- 53°05′47″N 1°14′35.3″W﻿ / ﻿53.09639°N 1.243139°W
- OS grid reference: SK 50778 55730
- Location: Kirkby-in-Ashfield, Nottinghamshire
- Country: England
- Denomination: Church of England

History
- Dedication: St Thomas
- Consecrated: 23 May 1903

Architecture
- Architect: Louis Ambler
- Groundbreaking: 27 July 1901

Administration
- Province: York
- Diocese: Southwell and Nottingham
- Archdeaconry: Newark
- Deanery: Newstead
- Parish: St Thomas Kirkby in Ashfield

= St Thomas' Church, Kirkby-in-Ashfield =

St Thomas’ Church, Kirkby-in-Ashfield is a parish church in the Church of England in Kirkby-in-Ashfield, Nottinghamshire.

==History==
The foundation stone was laid on 27 July 1901 by the Duke of Portland. The designs of the church were drawn up by the architect Louis Ambler.

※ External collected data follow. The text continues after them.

PR #245, opened 2026-02-08
232 crosslinker position validation

### LINKED ISSUE #232: crosslinker position validation
## Issue description
In crosslinking_df there are the columns Peptide_position1 and Peptide_position2. These positions might be outdated. We want to remove the columns from the dataframe and calculate the positions of crosslinkers based on the peptide and protein sequences. Furthermore, we want to duplicate rows if there are several possible positions.

## Acceptance Criteria
- [x] Removed Peptide_position1 and Peptide_position2 from crosslinking_cf and everywhere where they show up in the code.
- [x] Updated crosslinking_df documentation.
- [x] Check for all matches between the peptide sequence and protein sequence. 
- [x] If there is more than one match, duplicate the row in the dataframe.
- [x] If there is more than one match, give a warning to the user

AnnaPolensky:
## Description
fixes #232 
Removed the columns Peptide_position1 and Peptide_position2 from the crosslinking_df since they were not used and we don't want to use them since they might be outdated.
We match the peptide sequence where the crosslinker binds to the protein sequence to determine the 1-based amino acid position of the crosslinker. If there are several matches, we are duplicating the row in the dataframe and are giving a warning to the user.

## Changes
backend/protzilla/data_analysis/crosslinking_validation.py: Added function add_positions_of_amino_acid_where_crosslinker_bound_to_df, which contains most of the logic behind determining positions and duplicating rows. get_position_of_amino_acid_crosslinker_bound_to and get_distance_between_crosslinker_connected_amino_acids_in_alphafold were redundant afterwards.
Also added tests.

## Testing
I slightly changed one field of the p26splussubstrate_XL file. Now there is one crosslink with one peptide having 5 matches. Upload this file and check the plot and dataframe and check that there are 11 crosslinks instead of 7 for O43242. Feel free to change other Peptide sequences of the protein you validate as well, so that they are unmatchable/have more than one match.

## PR checklist
**Development**
 
**Mergeability**
 
**Code review**


backend/protzilla/data_analysis/crosslinking_validation.py
```diff
@@ -101,63 +103,91 @@ def get_distance_between_two_amino_acids_in_angstrom(
...
+        all_position_combinations = [
+            (
+                pos1 + crosslinker_row.CL_position_within_peptide1 + 1,
+                pos2 + crosslinker_row.CL_position_within_peptide2 + 1,
+            )
+            for pos1 in peptide1_positions
+            for pos2 in peptide2_positions
+        ]
+        if not all_position_combinations:
+            msg = f"At least one of the peptide sequences ({peptide_sequence1}, {peptide_sequence2}) of crosslink entry {idx} was not found in the protein sequence. The entry was deleted."
```
Elena-kal: One could also tell the user which one of peptide sequence was not found but its not too necessary.

backend/protzilla/data_analysis/crosslinking_validation.py
```diff
@@ -101,63 +103,91 @@ def get_distance_between_two_amino_acids_in_angstrom(
...
+
+    if not rows_to_duplicate:
+        return crosslinking_df, messages
+    new_rows = []
+    for row_to_duplicate_idx, potential_positions in rows_to_duplicate.items():
+        for potential_cl_position1, potential_cl_position2 in potential_positions:
+            new_row = crosslinking_df.loc[row_to_duplicate_idx].copy()
+            new_row["crosslinker_position1"] = potential_cl_position1
+            new_row["crosslinker_position2"] = potential_cl_position2
+            new_rows.append(new_row)
```
Elena-kal, line 177: Couldn't you add the new row right here to the dataframe. Saves you the lines below, right?

backend/protzilla/data_analysis/crosslinking_validation.py
```diff
@@ -221,22 +260,37 @@ def check_crosslink(crosslink: pd.Series) -> pd.Series:
...
+                "crosslinker_position1": crosslink.crosslinker_position1,
+                "crosslinker_position2": crosslink.crosslinker_position2,
+            }
+        )
 
-    # adding the distance in alphafold and the result of the validation to all relevant crosslinks
-    all_crosslinks_df.loc[mask, ["alphafold_distance", "valid_crosslink"]] = (
-        relevant_crosslinks_df.apply(check_crosslink, axis=1)
+    # adding the distance in alphafold, the result of the validation and the crosslinker positions to all relevant crosslinks
+    new_colums = [
```
Elena-kal:
```suggestion
    new_columns = [
```

backend/protzilla/data_analysis/crosslinking_validation.py
```diff
@@ -221,22 +260,37 @@ def check_crosslink(crosslink: pd.Series) -> pd.Series:
...
+        "alphafold_distance",
+        "valid_crosslink",
+        "crosslinker_position1",
+        "crosslinker_position2",
+    ]
+    relevant_crosslinks_df[new_colums] = relevant_crosslinks_df.apply(
```
Elena-kal:
```suggestion
    relevant_crosslinks_df[new_columns] = relevant_crosslinks_df.apply(
```

backend/protzilla/data_analysis/crosslinking_validation.py
```diff
@@ -181,13 +211,12 @@ def validate_with_angstrom_deviation(
     protein to validate) of crosslinking_df and two more colums containing the distances in AlphaFold and wheter the crosslink matches the
```
Elena-kal:
```suggestion
    protein to validate) of crosslinking_df and two more colums containing the distances in AlphaFold and whether the crosslink matches the
```

backend/protzilla/data_analysis/crosslinking_validation.py
```diff
@@ -197,9 +226,19 @@ def validate_with_angstrom_deviation(
...
+    )
+
     def check_crosslink(crosslink: pd.Series) -> pd.Series:
-        distance = get_distance_between_crosslinker_connected_amino_acids_in_alphafold(
-            fasta_df, cif_df, crosslink
+        predicted_distance = get_distance_between_two_amino_acids_in_angstrom(
+            amino_acid_position1=crosslink.crosslinker_position1,
+            amino_acid_position2=crosslink.crosslinker_position2,
+            amino_acid_kind1=protein_sequence[crosslink.crosslinker_position1 - 1],
+            amino_acid_kind2=protein_sequence[crosslink.crosslinker_position2 - 1],
```
Elena-kal: Where is the difference between amino_acid_type and amino_acid_kind? You use both in this file. If they mean the same thing it should probably be consistent.

Elena-kal (approved):
Just a couple of small comments. Overall, it seems fine. It also worked just as you described.

backend/protzilla/data_analysis/crosslinking_validation.py
AnnaPolensky: I did this at the beginning, but I think it caused some issues (not sure anymore what exactly the problem was). However, concat also creates a new DataFrame, so it's more efficient to copy the whole DataFrame only once in the end.

backend/protzilla/data_analysis/crosslinking_validation.py
AnnaPolensky: There is no difference between them, I renamed them all to amino_acid_type.

backend/protzilla/data_analysis/crosslinking_validation.py
```diff
@@ -78,86 +80,117 @@ def get_distance_between_two_amino_acids_in_angstrom(
...
 
     return float(np.linalg.norm(pos2 - pos1))
 
 
-def get_position_of_amino_acid_crosslinker_bound_to(
-    protein_sequence: str,
-    peptide_sequence: str,
-    crosslinker_position_within_peptide: int,
-) -> int:
+def add_positions_of_amino_acid_where_crosslinker_bound_to_df(
```
jorisfu, line 108: Not quite sure about the semantics and use of this one. We modify `crosslinking_df`, but also return it. Hence pandas will override the passed df in-place but we also get a new reference, which we could (and do in this pr) use to override the old name.

So what I'm trying to say is we could also just only return messages here and not return the df, OR create a copy (probably not the preferred way here)

backend/protzilla/data_analysis/crosslinking_validation.py
```diff
@@ -78,86 +80,117 @@ def get_distance_between_two_amino_acids_in_angstrom(
...
-        )
-    )
-    amino_acid_position_crosslinker2_is_bound_to = (
-        get_position_of_amino_acid_crosslinker_bound_to(
-            protein_sequence=protein_sequence,
-            peptide_sequence=crosslink.Peptide2,
-            crosslinker_position_within_peptide=crosslink.CL_position2,
-        )
+    crosslinking_df["crosslinker_position1"] = pd.Series(
+        [pd.NA] * len(crosslinking_df), dtype="Int64"
```
jorisfu:
```suggestion
    crosslinking_df["crosslinker_position1"] = pd.Series(dtype="Int64")
```
Has the same effect and doesn't require list allocation (should probably be faster)

backend/protzilla/data_analysis/crosslinking_validation.py
```diff
@@ -78,86 +80,117 @@ def get_distance_between_two_amino_acids_in_angstrom(
...
     )
-    distance_in_alphafold = get_distance_between_two_amino_acids_in_angstrom(
-        amino_acid_position_crosslinker1_is_bound_to,
-        amino_acid_position_crosslinker2_is_bound_to,
-        protein_sequence[amino_acid_position_crosslinker1_is_bound_to - 1],
-        protein_sequence[amino_acid_position_crosslinker2_is_bound_to - 1],
-        cif_df,
+    crosslinking_df["crosslinker_position2"] = pd.Series(
+        [pd.NA] * len(crosslinking_df), dtype="Int64"
```
jorisfu: same here

backend/protzilla/data_analysis/crosslinking_validation.py
```diff
@@ -78,86 +80,117 @@ def get_distance_between_two_amino_acids_in_angstrom(
...
+            m.start() for m in re.finditer(f"(?={peptide_sequence2})", protein_sequence)
+        ]
+        all_position_combinations = [
+            (
+                pos1 + crosslinker_row.CL_position_within_peptide1 + 1,
+                pos2 + crosslinker_row.CL_position_within_peptide2 + 1,
+            )
+            for pos1 in peptide1_positions
+            for pos2 in peptide2_positions
+        ]
```
jorisfu, line 146: I understand correctly that we want a cartesian product of the two lists here, right? Python `itertools` provides a cleaner wrapper for that:


```suggestion
        peptide1_positions = [
            m.start() for m in re.finditer(f"(?={peptide_sequence1})", protein_sequence) +
            crosslinker_row.CL_position_within_peptide1 + 1
        ]
        peptide2_positions = [
            m.start() for m in re.finditer(f"(?={peptide_sequence2})", protein_sequence) +
            crosslinker_row.CL_position_within_peptide2 + 1
        ]
        all_position_combinations = list(itertools.product(peptide1_positions, peptide2_positions))
```

backend/protzilla/data_analysis/crosslinking_validation.py
```diff
@@ -78,86 +80,117 @@ def get_distance_between_two_amino_acids_in_angstrom(
...
+        if not all_position_combinations:
```
jorisfu:
```suggestion
        if all_position_combinations == [()]:
```
(if you opt to change it to itertools)

backend/protzilla/data_analysis/crosslinking_validation.py
```diff
@@ -78,86 +80,117 @@ def get_distance_between_two_amino_acids_in_angstrom(
...
+                msg = f"Peptide sequences {peptide_sequence1} and {peptide_sequence2} of crosslink entry {idx} were not found in the protein sequence. The entry was deleted."
+            else:
+                msg = f"Peptide sequence {peptide_sequence1 if not peptide1_positions else peptide_sequence2} of crosslink entry {idx} was not found in the protein sequence. The entry was deleted."
+            messages.append(dict(level=logging.WARNING, msg=msg))
+            rows_to_delete.append(idx)
+            continue
+        crosslinking_df.at[idx, "crosslinker_position1"] = all_position_combinations[0][
+            0
+        ]
+        crosslinking_df.loc[idx, "crosslinker_position2"] = all_position_combinations[
```
jorisfu: Why `.at` and then `.loc`?

backend/protzilla/data_analysis/crosslinking_validation.py
jorisfu: Agree with Anna, this is more efficient and a good solution. Adding a lot of rows in a loop like this directly causes a lot of memcpys because pandas reallocates the same df over and over again. Had this problem in Biomedical. once

backend/tests/protzilla/data_analysis/test_crosslinking_validation.py
```diff
@@ -113,3 +107,146 @@ def test_get_distance_between_two_amino_acids_in_angstrom():
...
+
+    protein_sequence = "XXXXXXXX"
+
+    df, messages = add_positions_of_amino_acid_where_crosslinker_bound_to_df(
+        df, protein_sequence
+    )
+
+    assert len(messages) == 1
+    assert messages[0]["level"] == logging.WARNING
+    assert "was not found" in messages[0]["msg"]
```
jorisfu: Not a fan of checking errors like this but it's the nature of the whole codebase, so it's fine xD

jorisfu (changes requested):
Sorry again for the late review, unfortunately I have some requested changes xD (mostly for the sake of code quality)

jorisfu (approved):
lgtm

The church cost over £5,000, of which £2,000 was donated by the Duke of Portland.

The church was consecrated on 23 May 1903 by the Bishop of Southwell.

A Lady Chapel was designed by E Watkinson and built between 1936 and 1937, entirely by voluntary spare time labour of craftsmen and helpers of the congregation. It was dedicated by the Bishop of Southwell on 17 April 1937.

==Organ==
The organ is by Wadsworth Brothers of Manchester.